Explicit register limiting to force consistent behavior.

nvcc -maxrregcount=32 kernel.cu

The Result

Consistent performance, but had to rewrite parts of the algorithm to fit in 32 registers.

The Lesson

Non-deterministic compilers are evil. Always check register usage with -Xptxas -v and test multiple compilations.

War Story #5: The Multi-GPU Scaling Wall

The Problem

Perfect single-GPU performance, 40% efficiency on 4 GPUs, 15% efficiency on 8 GPUs.

The Obvious Suspect

NCCL communication overhead.

The Real Culprit

CPU preprocessing bottleneck.
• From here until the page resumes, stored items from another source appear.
PR #86, opened 2019-07-15
Regenerate descendants of specific models

palasha:
When using STI in rails with a large number of descendant models, it's frustrating when I update the parent class because I have two options:

1. Re-run the entire `rake rails:models_rbi` script, which is slow.
2. Enumerate all child models manually and make a really long command like `rake rails:models_rbi[Foo,Bar,Bax,Asdf,Etc]`

This changes the default to *include* descendants of a model when its specified as a specific argument. Then I only need to do `rake rails:models_rbi[Parent]` to regenerate all children.

I think this makes sense because I can't really imagine a scenario where the parent changes but we would not want to also be safe and regenerate the children.

### DIFF
--- a/README.md
+++ b/README.md
@@ -56,7 +56,7 @@ This Rake task generates RBI files for all models in the Rails application (all 
 ```sh
 ❯ rake rails_rbi:models
 ```
-You can also regenerate RBI files for specific models:
+You can also regenerate RBI files for specific models. To accommodate for STI, this will generate rbi for all the subclasses of the models included.
 ```sh
 ❯ rake rails_rbi:models[ModelName,AnotherOne,...]
 ```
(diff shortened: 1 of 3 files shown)


palasha:
Interesting, I wonder why this would pass locally but not remotely. Shouldn't the test script have regenerate the rbi's for Wizard model as well?

manhhung741:
I agree this will be a good change!

It looks like you need to run `rake db:migrate` in each rails version folder. I keep db/schema.rb separate because each database will have a different db, and we need `rake db:migrate` each folder separately to apply the change to the schema.

Since it's only test db, we probably can simplify this flow by using the same db/schema.rb and always resetting db somehow.

manhhung741:
Hey @palasha do you have time to update the testcases for this PR?

manhhung741:
@palasha I updated the diff for you ^^

Issue #87, opened 2019-07-17
Generate a helpers.rbi


connorshea:
Rails helpers are generated with no parent, so Sorbet thinks they don't include `Kernel`, which means something like this will cause the typechecker to fail, despite being perfectly valid:

```ruby
# typed: true
module ApplicationHelper
  def example
    puts "test"
  end
end
```

If a Rails app has helper modules, a `helpers.rbi` should be generated like so:

```ruby
# typed: strong
module ApplicationHelper
  include Kernel
end

module GamesHelper
  include Kernel
end

module SettingsHelper
  include Kernel
end
```

I'm not sure if this is quite the correct fix, but I think it makes sense. It'd also be a base to build from for better helper support in the gem.

manhhung741:
Sounds like a good idea. If you'd like to send a PR to include this to the generation code, please feel free to do so. 

Are there more things you'd like to add to the helpers?

connorshea:
ActionView methods, mostly. I'm still trying to figure out what exactly the included actionview classes/modules are, though.

connorshea:
you can get a list of Helper modules with `ApplicationController.modules_for_helpers([:all])`
```
irb(main):011:0> ApplicationController.modules_for_helpers([:all])
=> [ApplicationHelper, GamesHelper, GenresHelper, HomeHelper, PlatformsHelper, SettingsHelper, DeviseHelper]
```

PR #88, opened 2019-07-17
Add Helpers generation task.

connorshea:
Implements #87.

Right now this is very basic and only includes Kernel to allow for basic methods like `puts` or `raise`, in the future we can update it to include more modules from ActionView and elsewhere.

I also still need to update the tests for this change.

This is the kind of `rbi` it generates for [my Rails app](https://github.com/connorshea/VideoGameList):

```ruby
# typed: strong

module ApplicationHelper
  include Kernel
end

module GamesHelper
  include Kernel
end

module GenresHelper
  include Kernel
end

module HomeHelper
  include Kernel
end

module PlatformsHelper
  include Kernel
end

module SettingsHelper
  include Kernel
end

module DeviseHelper
  include Kernel
end
```


connorshea:
As far as I can tell, the failures are caused by a change in the upstream Sorbet project?

As for the hack that fixes my issue, I wasn't able to get using a version check to work, so I just ended up trying both and setting the helpers array dependent on which one worked.

manhhung741:
Yep, the test with a previous version of sorbet still passed. I'm glad I had it there.
I messaged the sorbet team about the new error:
https://sorbet-ruby.slack.com/archives/CHN2L03NH/p1563377281497000

manhhung741:
Can you add a test to test the rake task itself? It's worth testing the loading logic. ApplicationController is introduced in Rails 5.0 (or 5.1?), maybe it's a different behavior between different version of Rails.

manhhung741:
I had a PR out to fix the tests for latest version of sorbet.

connorshea:
Are there currently any tests for the other rake tests? I’ll try to get to that tonight.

Data loading and augmentation was single-threaded while 8 GPUs were starving for work.

The Discovery

htop showed one CPU core at 100%, others idle. nvidia-smi dmon showed GPUs at 20% utilization.

The Solution

## Wrong: Single-threaded data loading
for batch in dataloader:
    process_on_gpu(batch)

## Right: Parallel data loading with prefetch
dataloader = DataLoader(dataset, num_workers=16, prefetch_factor=4)

The Result

8-GPU scaling improved to 75% efficiency. The GPUs weren't the bottleneck - data movement was.

The Lesson

Profile the entire pipeline, not just the GPU kernels. The fastest kernel is useless if it's waiting for data.

The Production Optimization Playbook

After optimizing hundreds of CUDA kernels in production:

Step 1: Profile First, Optimize Second

• Use nvprof --print-gpu-trace to see where time actually goes
• Most performance problems aren't where you think they are
• "Obvious" bottlenecks are usually wrong

Step 2: Fix the Biggest Bottleneck First

• Memory bandwidth: 80% of kernels are memory-bound
• CPU-GPU data transfer: Often overlooked, frequently limiting
• Launch overhead: Matters for small, frequent kernels

Step 3: Verify Every Optimization

• Performance can get worse with "optimization"
• Profile before and after every change
• Some optimizations help one architecture but hurt another

Step 4: Test on Target Hardware

• Consumer GPUs have different characteristics than Tesla cards
• Memory bandwidth, cache sizes, and scheduler behavior vary
• What works on RTX 3080 may fail on A100

Step 5: Optimize for Real Workloads

• Synthetic benchmarks lie
• Production data has different characteristics than test data
• Cache behavior changes with dataset size

The most important lesson: CUDA optimization is empirical, not theoretical. The GPU architecture is too complex for intuition. Profile everything, trust nothing, and always measure performance improvements on real workloads.